--- Data excerpts Enclosed Below ---

PR #1899, opened 2021-02-08
Remap subject only for service imports

kozlovic:
Also optimized a test that was taking too long to run.

/cc @nats-io/core


variadico (approved):

derekcollison (approved):
LGTM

--- End of Enclosed Data excerpts ---

Required action: What should come out is the exact run of lines from the one holding "Remap subject only for service imports" through the end of the records above, and nothing besides.

Task answer:
Remap subject only for service imports

kozlovic:
Also optimized a test that was taking too long to run.

/cc @nats-io/core


variadico (approved):

derekcollison (approved):
LGTM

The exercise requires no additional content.